→ What this task involves
Below are entries. Reproduce exactly the lines between the line holding "Add namespaced routes for topics" and the line holding "Topics will be", inclusive, and only those.

━━━━━ The records ━━━━━

PR #643, opened 2023-02-16
:sparkles: [WIP] Applications: SetQueryData for optimization.

gildub:
setQueryData allows to immediately update a query's cached data after mutation

### DIFF
--- a/client/src/app/queries/applications.ts
+++ b/client/src/app/queries/applications.ts
@@ -53,6 +53,7 @@ export const useUpdateApplicationMutation = (
   const { isLoading, mutate, error } = useMutation(updateApplication, {
     onSuccess: (res) => {
       onSuccess(res);
+      queryClient.setQueryData([ApplicationsQueryKey, res.data.id], res);
       queryClient.invalidateQueries([ApplicationsQueryKey]);
     },
     onError: (err: AxiosError) => {


client/src/app/queries/applications.ts
```diff
@@ -53,6 +53,7 @@ export const useUpdateApplicationMutation = (
   const { isLoading, mutate, error } = useMutation(updateApplication, {
     onSuccess: (res) => {
       onSuccess(res);
+      queryClient.setQueryData([ApplicationsQueryKey, res.data.id], res);
```
ibolton336, line 56: What does this do? Seems like this is something that would be better handled by our existing patterns (or by react query internally) rather than adding a one off implementation here.

ibolton336 (changes requested):

client/src/app/queries/applications.ts
gildub: setQueryData updates the applications list we are currently on instantly.
This allows for avoiding waiting for a refresh after creating/editing.
As for patterns, we use react query individually per API resource which makes it difficult for testing reaons to add such optimization across all queries but why not.

ibolton336: For this one, aren't we already invalidating the applications fetch query so we are going to pull in new data asynchronously anyway?

The response from an application update PUT request doesn't actually have the ID defined here
image

ibolton336 (changes requested):

Issue #607, opened 2023-02-03
API requests need to be consistent


gildub:
In react query we have a mix of following approaches.

```
export const updateReview = (obj: Review): AxiosPromise<Review> => {
  return APIClient.put(`${REVIEWS}/${obj.id}`, obj);
};
```

```
export const updateApplicationQuery = (obj: Application) =>
  axios.put<Application>(`${APPLICATIONS}/${obj.id}`, obj);
```

We are using both approaches because the legacy application was making use of the APIClient class but we since we introduce React Query we introduced a direct Axios requests.

This is a tech debt.

We need to be consistent across and use the Axios direct approach everywhere.

Note: To avoid confusion between the two approaches the second type of queries names are suffixed with "Query". 
Can be removed once reduced.

gildub:
I have a PR in progress (not pushed yet).

PR #644, opened 2023-02-17
:sparkles: Applications Queries to use Axios

gildub:
https://github.com/konveyor/tackle2-ui/issues/607

### DIFF
--- a/client/src/app/pages/applications/components/application-form/application-form.tsx
+++ b/client/src/app/pages/applications/components/application-form/application-form.tsx
@@ -18,8 +18,6 @@ import {
 } from "@patternfly/react-core";
 import QuestionCircleIcon from "@patternfly/react-icons/dist/js/icons/question-circle-icon";
 
-import spacing from "@patternfly/react-styles/css/utilities/Spacing/spacing";
-
 import {
   SingleSelectFetchOptionValueFormikField,
   MultiSelectFetchOptionValueFormikField,
@@ -52,6 +50,7 @@ import {
 import "./application-form.css";
 import { useFetchBusinessServices } from "@app/queries/businessservices";
 import { useFetchTagCategories } from "@app/queries/tags";
+
 export interface FormValues {
   name: string;
   description: string;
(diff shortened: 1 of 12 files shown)


ibolton336:
No need to assert the AxiosError type. We are using Axios so the error will always be returned as an AxiosError type from axios.

client/src/app/pages/applications/components/application-form/application-form.tsx
```diff
@@ -316,8 +316,8 @@ export const ApplicationForm: React.FC<ApplicationFormProps> = ({
     onSaved(response);
   };
 
-  const onCreateUpdateApplicationError = (error: AxiosError) => {
-    setAxiosError(error);
+  const onCreateUpdateApplicationError = (error: unknown) => {
+    if (error instanceof Error) setError(error);
```
ibolton336, line 320: What is going on here?

client/src/app/api/rest.tsx
```diff
@@ -478,7 +478,17 @@ export const deleteBulkApplications = (ids: number[]) =>
...
-  axios.get<Application[]>(APPLICATIONS).then((response) => response.data);
+  axios
+    .get<Application[]>(APPLICATIONS)
+    .then((response) => response.data)
+    .catch((error: Error | AxiosError) => {
+      if (axios.isAxiosError(error)) {
+        return error;
+      } else {
+        console.log(`${error}`);
+        return;
```
ibolton336, line 489: We should still be throwing the error so that it can be picked up by our errorBoundary component. Also - We should be implementing this global error handling for non axios errors at the global axios interceptor level rather than as a one off implementation for applications.

ibolton336 (changes requested):

client/src/app/pages/applications/components/application-form/application-form.tsx
gildub: I restored AxiosError for now until we decide cleary on how we're going to handle/filter fetch errors.

gildub:
Closing as files were not syncing with my branch.

Issue #651, opened 2023-02-20
CSV download


ibolton336:
https://issues.redhat.com/browse/MTA-116

PR #653, opened 2023-02-21
:sparkles: Add download buttons for report

### LINKED ISSUE #613: Download CSV
https://issues.redhat.com/browse/MTA-116

ibolton336:
Closes #613 #651

### DIFF
--- a/client/src/app/pages/applications/analysis-wizard/analysis-wizard.tsx
+++ b/client/src/app/pages/applications/analysis-wizard/analysis-wizard.tsx
@@ -36,6 +36,7 @@ import {
 } from "./schema";
 import { useAsyncYupValidation } from "@app/shared/hooks/useAsyncYupValidation";
 import { CustomRules } from "./custom-rules";
+import { useSetting } from "@app/queries/settings";
 
 interface IAnalysisWizard {
   applications: Application[];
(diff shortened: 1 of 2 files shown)


client/src/app/pages/applications/components/application-list-expanded-area/application-list-expanded-area-analysis.tsx
```diff
@@ -118,6 +118,21 @@ export const ApplicationListExpandedAreaAnalysis: React.FC<
             "Not available"
           )}
         </DescriptionListDescription>
+        {task?.state === "Succeeded" && (
+          <DescriptionListDescription>
+            <Tooltip content="Click to download Analysis report">
+              <Button variant="link" isInline>
+                <Link
+                  to={`/hub/applications/${application.id}/bucket${task?.data?.output}`}
```
gildub, line 126: We probably want to use the defined path APPLICATIONS here.

gildub (commented):
Don't we need to test for global settings allowing CSV download ?

client/src/app/pages/applications/components/application-list-expanded-area/application-list-expanded-area-analysis.tsx
ibolton336: Good idea :+1:

gildub (commented):
It's hard to visually distinct the html link from the csv one. 
Not sure what are the requirements meanwhile it might worth adding a comma or equivalent to clearly separate them ?

CSV link return html file.

I18n is missing.

gildub (approved):
I'm still facing a html file instead of tar file for csv but that's no blocker so we can address it later.

PR #657, opened 2023-02-22
:bug: Fix empty assessments query error in console

ibolton336:
- Assessments query needs a default return value when no assessments exist for an app.


gildub (approved):
LGTM

PR #658, opened 2023-02-22
:bug: Fix regression with form validation messages not being shown 

ibolton336:
- Adds onBlur method to  hook-form-pf-group-controller component to fix missing validation
- Adds missing xmlValidation prop for edit identity form


gildub (approved):
Nice !

PR #107, opened 2015-06-16
Revert hardcoding a manual into a topic

rboulton:
This was implemented for a specific manual in
2a11b1f15b95cf7c1f05543735a4a4554a43b5a0 but is no longer required
(instead, an overview collection has been made, and the manual is linked
to from there).  Putting the manual into the topic was always a
temporary hack, and removing the hack makes our code simpler and more
maintainable.

Trello: https://trello.com/c/EKBlsx9w/188-remove-a-hardcoded-manual-from-a-topic-page


rboulton:
This reverts https://github.com/alphagov/collections/pull/75

PR #108, opened 2015-06-16
Refactor browsing

tijmenb:
This commit refactors the code for the browse pages. This hopefully makes upcoming changes easy, in particular the move to getting the data from the content store instead of the content api.

Things of note:

- Each controller method has its own model class (`IndexBrowsePage`, `TopLevelBrowsePage`, `SecondLevelBrowsePage`) with all information needed to render the page.
- There is some duplication between the three classes. Some of that will be removed when we move to displaying data from the content-store. Didn't want to use inheritance right now to make the code clearer.
- A lot of renaming of actions, methods and variables to be consistent with nomenclature in the content schemas.

Trello: https://trello.com/c/4iq0DhfM/111-in-collections-frontend-use-information-from-content-store-to-render-first-two-columns-of-a-mainstream-browse-page

Best reviewed in **Split view**.


app/models/second_level_browse_page.rb
```diff
@@ -0,0 +1,40 @@
+class SecondLevelBrowsePage
+  attr_reader :top_level_slug, :second_level_slug
+
+  delegate :title, :curated_links?, :lists, to: :browse_page_content_iten
+
+  def initialize(top_level_slug, second_level_slug)
+    @top_level_slug, @second_level_slug = top_level_slug, second_level_slug
```
edds: Think these would be clearer split out onto two lines.

tijmenb: Fixed in https://github.com/alphagov/collections/pull/109, thanks.

PR #112, opened 2015-06-18
jenkins.sh fixes

alext:
Various fixes to the script.  See individual commits for details.


bradleywright:
If we're approaching a good setup here, could you consider adding these to fix https://github.com/alphagov/govuk-rails-app-template/issues/6 ?

alext:
> If we're approaching a good setup here, could you consider adding these to fix alphagov/govuk-rails-app-template#6?

Sounds like a good plan.  I want to have this running in the wild for a little bit before doing so though, just to iron out any issues.

PR #113, opened 2015-06-18
Add note about routing changes

tijmenb:
The routes for this app are defined in two places - here and in collections-publisher. This note reminds us to change both. 

Would've prevented https://github.com/alphagov/collections-publisher/pull/93


jackscotti:
:+1:

PR #114, opened 2015-06-18
Add namespaced routes for topics

tijmenb:
Topics will be moving to the `/topic` namespace. To keep the content available when this app has been deployed, but collections-publisher has not, we'll serve topics from both the namespaced and non-namespaced URLs.

Trello: https://trello.com/c/EoWPp4qZ/187-move-topics-to-topic

After collections-publisher has deployed and the content has been migrated, we can remove the non-namespaced routes.

Related: https://github.com/alphagov/collections-publisher/pull/94


KushalP:
It would be good to have some (at least one) tests for this functionality. Even if the route switchover is going to happen in the very near future.

tijmenb:
Good idea @KushalP, thanks. Added routing tests.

━━━━━

→ Problem solution
Add namespaced routes for topics

tijmenb:
Topics will be moving to the `/topic` namespace. To keep the content available when this app has been deployed, but collections-publisher has not, we'll serve topics from both the namespaced and non-namespaced URLs.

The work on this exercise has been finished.